TASK BRIEF: Looking through the data, please report how many lines contain the string "LWLockRelease", giving nothing but the number.

Stored data:
::::

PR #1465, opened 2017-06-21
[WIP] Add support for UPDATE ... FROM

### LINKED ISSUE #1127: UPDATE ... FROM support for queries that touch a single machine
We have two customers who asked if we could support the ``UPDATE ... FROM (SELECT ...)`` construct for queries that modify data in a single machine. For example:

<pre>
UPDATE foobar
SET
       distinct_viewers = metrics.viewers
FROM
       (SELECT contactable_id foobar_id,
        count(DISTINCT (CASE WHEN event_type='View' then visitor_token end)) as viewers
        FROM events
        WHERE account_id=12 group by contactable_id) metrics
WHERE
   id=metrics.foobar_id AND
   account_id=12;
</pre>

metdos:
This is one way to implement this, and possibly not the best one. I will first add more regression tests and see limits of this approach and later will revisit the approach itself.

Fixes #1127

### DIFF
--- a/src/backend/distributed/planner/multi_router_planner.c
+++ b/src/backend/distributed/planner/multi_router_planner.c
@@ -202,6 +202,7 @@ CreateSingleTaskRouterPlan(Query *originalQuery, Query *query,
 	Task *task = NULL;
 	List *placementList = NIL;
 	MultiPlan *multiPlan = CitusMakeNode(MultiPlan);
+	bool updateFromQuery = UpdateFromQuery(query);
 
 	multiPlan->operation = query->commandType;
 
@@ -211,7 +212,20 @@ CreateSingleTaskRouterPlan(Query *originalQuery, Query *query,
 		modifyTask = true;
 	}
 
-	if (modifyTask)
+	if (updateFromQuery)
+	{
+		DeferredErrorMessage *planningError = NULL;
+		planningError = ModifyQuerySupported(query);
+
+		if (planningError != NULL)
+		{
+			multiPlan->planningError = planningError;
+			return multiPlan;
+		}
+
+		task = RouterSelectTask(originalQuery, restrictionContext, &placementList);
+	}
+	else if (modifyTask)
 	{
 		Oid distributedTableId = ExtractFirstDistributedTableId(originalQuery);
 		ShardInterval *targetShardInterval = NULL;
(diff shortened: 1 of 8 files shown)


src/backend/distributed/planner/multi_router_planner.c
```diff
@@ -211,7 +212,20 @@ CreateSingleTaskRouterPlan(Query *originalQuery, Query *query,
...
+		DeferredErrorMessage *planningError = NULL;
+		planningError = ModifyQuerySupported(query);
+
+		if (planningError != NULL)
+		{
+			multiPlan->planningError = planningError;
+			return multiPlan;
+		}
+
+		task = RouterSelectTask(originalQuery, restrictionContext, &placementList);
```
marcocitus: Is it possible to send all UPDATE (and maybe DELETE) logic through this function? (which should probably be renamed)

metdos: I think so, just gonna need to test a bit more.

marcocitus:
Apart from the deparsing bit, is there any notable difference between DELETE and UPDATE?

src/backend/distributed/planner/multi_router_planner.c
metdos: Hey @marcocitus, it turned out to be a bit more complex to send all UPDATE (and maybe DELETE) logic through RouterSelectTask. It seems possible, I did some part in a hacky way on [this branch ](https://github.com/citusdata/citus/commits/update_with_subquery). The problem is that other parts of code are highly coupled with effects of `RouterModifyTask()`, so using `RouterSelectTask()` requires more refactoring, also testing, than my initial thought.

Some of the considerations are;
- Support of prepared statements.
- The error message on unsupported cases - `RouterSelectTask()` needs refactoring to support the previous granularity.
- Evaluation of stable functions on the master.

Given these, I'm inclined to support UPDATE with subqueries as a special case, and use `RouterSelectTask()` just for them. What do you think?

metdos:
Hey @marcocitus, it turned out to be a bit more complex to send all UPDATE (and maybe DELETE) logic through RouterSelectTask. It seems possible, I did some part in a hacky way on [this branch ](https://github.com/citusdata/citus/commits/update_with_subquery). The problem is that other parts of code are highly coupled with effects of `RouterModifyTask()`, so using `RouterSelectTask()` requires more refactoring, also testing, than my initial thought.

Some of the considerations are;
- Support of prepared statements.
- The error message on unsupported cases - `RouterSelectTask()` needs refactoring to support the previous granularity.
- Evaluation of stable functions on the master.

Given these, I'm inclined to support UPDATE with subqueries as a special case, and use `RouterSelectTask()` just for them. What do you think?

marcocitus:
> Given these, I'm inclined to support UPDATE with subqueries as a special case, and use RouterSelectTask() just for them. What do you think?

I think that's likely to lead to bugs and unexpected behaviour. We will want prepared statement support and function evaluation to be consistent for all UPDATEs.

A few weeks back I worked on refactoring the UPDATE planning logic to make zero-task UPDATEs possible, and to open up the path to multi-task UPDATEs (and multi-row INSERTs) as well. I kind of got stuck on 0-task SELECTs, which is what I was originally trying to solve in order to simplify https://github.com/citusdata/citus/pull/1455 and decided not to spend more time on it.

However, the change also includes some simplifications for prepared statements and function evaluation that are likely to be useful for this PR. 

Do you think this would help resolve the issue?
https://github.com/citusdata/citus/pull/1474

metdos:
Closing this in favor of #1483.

::::

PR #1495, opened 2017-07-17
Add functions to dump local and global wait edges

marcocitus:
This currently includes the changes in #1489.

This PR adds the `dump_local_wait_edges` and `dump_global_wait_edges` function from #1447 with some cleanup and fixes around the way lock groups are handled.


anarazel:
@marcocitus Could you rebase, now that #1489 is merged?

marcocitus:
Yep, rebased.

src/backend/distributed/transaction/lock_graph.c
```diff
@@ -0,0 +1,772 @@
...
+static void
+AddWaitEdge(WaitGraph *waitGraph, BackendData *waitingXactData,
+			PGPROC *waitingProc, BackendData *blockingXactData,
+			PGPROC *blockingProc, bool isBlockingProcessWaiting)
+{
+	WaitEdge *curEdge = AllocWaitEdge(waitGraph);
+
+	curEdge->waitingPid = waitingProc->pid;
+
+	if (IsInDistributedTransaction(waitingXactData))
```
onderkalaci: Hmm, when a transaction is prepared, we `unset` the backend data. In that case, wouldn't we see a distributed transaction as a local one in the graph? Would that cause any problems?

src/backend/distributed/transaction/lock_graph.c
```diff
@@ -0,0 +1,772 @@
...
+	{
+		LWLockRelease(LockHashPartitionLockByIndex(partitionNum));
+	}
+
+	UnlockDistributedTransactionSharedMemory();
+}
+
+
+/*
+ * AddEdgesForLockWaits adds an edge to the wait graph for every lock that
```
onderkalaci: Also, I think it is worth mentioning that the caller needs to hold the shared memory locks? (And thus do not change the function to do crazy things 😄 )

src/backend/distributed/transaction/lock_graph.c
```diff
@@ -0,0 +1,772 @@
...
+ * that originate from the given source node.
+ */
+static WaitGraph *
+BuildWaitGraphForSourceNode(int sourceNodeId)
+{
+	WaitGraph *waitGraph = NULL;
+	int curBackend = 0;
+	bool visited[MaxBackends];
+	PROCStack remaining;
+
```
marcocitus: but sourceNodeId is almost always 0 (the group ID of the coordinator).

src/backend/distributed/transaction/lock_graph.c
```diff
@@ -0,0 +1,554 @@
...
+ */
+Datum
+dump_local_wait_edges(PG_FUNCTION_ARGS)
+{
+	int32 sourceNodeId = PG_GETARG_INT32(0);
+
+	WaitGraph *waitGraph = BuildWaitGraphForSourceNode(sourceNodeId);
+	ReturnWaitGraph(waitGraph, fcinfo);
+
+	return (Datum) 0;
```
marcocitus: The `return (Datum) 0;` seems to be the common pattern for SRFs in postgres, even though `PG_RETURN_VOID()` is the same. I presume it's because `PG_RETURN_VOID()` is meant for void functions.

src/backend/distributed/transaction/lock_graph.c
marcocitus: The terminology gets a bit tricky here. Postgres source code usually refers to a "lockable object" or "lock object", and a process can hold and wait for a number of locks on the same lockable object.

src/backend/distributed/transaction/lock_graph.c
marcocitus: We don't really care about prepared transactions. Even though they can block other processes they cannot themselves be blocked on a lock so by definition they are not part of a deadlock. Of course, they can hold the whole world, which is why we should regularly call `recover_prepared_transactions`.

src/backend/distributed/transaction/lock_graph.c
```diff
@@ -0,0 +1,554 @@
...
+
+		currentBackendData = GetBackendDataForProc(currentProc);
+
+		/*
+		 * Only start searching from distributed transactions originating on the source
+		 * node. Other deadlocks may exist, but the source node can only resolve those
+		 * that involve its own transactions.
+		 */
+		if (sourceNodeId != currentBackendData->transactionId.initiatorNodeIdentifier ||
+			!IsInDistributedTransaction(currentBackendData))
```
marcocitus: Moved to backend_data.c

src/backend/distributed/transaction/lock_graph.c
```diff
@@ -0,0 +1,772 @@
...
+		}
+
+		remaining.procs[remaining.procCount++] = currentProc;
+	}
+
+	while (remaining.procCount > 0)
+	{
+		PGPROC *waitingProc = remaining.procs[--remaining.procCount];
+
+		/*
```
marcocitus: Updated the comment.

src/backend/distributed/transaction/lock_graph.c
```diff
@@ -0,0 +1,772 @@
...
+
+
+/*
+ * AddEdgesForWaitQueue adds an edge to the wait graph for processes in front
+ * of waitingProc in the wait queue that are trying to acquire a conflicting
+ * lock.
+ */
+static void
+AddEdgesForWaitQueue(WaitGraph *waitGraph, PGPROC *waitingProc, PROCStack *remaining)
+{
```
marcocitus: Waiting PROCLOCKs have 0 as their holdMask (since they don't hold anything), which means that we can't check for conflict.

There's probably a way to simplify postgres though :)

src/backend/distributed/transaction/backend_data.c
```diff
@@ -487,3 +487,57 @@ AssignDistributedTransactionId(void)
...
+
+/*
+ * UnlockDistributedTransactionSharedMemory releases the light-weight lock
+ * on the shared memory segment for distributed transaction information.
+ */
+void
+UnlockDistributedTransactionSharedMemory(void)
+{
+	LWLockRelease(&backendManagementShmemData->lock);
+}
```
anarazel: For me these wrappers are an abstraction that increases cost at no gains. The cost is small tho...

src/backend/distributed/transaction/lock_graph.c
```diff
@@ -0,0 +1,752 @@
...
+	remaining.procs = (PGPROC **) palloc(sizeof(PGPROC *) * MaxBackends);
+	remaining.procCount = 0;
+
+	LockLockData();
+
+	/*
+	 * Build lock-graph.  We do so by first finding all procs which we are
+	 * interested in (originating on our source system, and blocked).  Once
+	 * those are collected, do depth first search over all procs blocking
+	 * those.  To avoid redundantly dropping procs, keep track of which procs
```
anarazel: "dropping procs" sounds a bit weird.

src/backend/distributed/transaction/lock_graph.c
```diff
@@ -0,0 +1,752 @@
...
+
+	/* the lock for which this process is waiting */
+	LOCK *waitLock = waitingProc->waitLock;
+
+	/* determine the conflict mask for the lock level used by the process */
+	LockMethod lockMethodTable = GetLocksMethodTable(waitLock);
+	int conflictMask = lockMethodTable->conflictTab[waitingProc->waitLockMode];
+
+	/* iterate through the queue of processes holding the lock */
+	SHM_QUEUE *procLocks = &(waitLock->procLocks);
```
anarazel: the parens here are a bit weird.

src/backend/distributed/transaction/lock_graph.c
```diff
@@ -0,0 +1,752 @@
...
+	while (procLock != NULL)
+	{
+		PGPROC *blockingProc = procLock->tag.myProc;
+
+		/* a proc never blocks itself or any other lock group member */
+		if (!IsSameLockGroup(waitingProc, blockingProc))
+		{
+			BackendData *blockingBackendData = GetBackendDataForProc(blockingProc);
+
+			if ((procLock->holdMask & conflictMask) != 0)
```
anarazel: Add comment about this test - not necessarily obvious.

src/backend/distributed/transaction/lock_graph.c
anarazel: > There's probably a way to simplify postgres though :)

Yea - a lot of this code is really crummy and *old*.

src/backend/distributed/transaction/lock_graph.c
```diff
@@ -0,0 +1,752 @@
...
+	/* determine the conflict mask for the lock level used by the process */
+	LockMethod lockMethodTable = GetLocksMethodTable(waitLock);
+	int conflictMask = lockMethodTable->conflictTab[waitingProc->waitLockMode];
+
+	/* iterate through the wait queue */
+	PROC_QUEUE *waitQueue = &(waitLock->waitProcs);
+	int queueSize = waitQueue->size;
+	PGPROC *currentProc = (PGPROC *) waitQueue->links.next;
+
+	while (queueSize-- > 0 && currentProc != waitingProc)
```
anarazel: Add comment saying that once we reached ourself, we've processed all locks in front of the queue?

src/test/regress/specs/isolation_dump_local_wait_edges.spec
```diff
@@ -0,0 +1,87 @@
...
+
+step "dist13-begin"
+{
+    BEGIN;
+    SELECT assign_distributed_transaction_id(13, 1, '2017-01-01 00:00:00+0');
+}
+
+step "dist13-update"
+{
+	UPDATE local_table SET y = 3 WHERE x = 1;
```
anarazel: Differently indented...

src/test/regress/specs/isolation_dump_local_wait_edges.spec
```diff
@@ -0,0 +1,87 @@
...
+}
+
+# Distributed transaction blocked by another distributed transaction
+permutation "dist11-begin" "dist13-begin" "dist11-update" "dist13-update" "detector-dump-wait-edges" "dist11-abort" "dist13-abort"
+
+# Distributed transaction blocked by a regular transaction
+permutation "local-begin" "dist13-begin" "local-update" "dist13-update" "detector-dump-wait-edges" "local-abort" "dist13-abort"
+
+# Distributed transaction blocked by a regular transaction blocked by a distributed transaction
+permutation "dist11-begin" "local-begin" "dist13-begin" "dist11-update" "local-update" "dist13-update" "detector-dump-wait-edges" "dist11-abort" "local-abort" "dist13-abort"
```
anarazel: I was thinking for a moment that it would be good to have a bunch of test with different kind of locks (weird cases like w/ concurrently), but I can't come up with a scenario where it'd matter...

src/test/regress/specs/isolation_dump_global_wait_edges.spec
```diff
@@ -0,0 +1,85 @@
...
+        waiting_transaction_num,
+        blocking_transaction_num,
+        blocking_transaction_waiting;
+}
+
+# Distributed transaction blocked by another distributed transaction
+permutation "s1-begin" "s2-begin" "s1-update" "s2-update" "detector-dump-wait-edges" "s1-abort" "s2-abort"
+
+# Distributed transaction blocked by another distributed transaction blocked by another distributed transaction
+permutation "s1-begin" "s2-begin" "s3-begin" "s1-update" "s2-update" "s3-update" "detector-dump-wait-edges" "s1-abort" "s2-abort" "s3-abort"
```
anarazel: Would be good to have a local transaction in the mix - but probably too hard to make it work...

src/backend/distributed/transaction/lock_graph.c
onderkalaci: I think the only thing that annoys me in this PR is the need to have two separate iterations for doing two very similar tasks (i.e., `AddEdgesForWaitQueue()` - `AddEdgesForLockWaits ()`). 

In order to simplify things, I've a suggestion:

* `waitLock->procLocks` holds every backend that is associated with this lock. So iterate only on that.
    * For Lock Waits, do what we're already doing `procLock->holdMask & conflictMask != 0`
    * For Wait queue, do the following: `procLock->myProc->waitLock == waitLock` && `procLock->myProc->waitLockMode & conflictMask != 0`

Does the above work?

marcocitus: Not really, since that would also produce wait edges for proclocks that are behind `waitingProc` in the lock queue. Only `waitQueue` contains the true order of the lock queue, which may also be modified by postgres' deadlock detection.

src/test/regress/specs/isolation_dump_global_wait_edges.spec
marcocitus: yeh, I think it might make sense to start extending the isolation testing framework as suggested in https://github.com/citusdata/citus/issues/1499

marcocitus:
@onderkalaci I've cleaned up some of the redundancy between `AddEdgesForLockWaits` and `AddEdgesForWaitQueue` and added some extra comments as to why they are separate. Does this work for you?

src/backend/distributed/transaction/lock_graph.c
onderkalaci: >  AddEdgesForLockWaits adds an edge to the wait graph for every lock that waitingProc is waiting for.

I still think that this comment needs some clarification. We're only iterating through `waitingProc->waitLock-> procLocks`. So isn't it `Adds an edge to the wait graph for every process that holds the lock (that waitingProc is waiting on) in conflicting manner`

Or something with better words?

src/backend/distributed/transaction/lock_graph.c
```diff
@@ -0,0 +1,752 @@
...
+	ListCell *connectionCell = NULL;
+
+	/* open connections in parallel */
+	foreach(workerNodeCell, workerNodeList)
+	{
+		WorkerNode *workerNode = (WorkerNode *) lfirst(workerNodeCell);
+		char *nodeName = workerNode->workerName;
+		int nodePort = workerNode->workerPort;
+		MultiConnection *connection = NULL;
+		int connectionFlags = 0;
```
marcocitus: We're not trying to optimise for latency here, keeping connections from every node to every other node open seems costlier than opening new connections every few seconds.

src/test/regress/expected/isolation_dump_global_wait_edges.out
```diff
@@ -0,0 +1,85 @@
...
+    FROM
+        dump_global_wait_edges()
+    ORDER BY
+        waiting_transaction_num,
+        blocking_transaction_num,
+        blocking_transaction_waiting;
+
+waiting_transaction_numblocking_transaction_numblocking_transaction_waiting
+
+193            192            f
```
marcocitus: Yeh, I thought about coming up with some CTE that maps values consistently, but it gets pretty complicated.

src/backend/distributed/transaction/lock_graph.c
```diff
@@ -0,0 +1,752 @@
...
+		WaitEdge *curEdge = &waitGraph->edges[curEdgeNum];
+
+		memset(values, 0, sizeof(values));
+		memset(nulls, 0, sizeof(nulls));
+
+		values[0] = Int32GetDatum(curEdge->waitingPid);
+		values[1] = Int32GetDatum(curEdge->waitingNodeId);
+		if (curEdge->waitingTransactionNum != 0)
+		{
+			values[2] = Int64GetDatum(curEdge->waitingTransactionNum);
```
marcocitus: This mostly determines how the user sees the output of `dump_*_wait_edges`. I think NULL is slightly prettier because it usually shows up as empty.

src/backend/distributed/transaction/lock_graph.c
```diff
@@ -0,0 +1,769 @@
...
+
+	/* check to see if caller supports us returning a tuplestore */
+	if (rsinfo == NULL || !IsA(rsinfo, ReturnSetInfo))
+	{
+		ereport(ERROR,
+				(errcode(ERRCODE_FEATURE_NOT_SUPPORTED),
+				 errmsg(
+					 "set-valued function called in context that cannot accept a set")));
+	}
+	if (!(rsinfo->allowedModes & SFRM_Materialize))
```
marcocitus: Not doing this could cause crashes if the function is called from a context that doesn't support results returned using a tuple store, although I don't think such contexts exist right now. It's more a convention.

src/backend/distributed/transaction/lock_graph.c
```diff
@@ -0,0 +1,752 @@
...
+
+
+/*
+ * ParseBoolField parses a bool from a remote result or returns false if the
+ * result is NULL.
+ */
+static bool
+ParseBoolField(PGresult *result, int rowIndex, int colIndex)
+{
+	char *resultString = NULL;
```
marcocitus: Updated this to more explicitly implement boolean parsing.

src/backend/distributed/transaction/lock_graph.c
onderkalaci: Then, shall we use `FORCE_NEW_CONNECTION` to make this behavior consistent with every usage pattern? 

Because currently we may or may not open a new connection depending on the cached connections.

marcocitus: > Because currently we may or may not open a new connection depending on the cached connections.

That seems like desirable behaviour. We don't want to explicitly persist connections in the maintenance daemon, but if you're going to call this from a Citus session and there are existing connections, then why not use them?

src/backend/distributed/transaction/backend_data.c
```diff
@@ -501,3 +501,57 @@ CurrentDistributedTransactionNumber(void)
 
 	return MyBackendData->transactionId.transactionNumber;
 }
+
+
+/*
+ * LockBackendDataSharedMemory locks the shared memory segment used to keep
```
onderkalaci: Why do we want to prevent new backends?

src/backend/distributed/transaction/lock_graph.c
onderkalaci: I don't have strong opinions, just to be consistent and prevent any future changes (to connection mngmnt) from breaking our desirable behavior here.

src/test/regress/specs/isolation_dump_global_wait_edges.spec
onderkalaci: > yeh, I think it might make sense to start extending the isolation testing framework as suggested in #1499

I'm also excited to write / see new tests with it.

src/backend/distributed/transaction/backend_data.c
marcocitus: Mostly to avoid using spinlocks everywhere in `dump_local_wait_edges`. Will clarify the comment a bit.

::::

ANSWER AREA: 2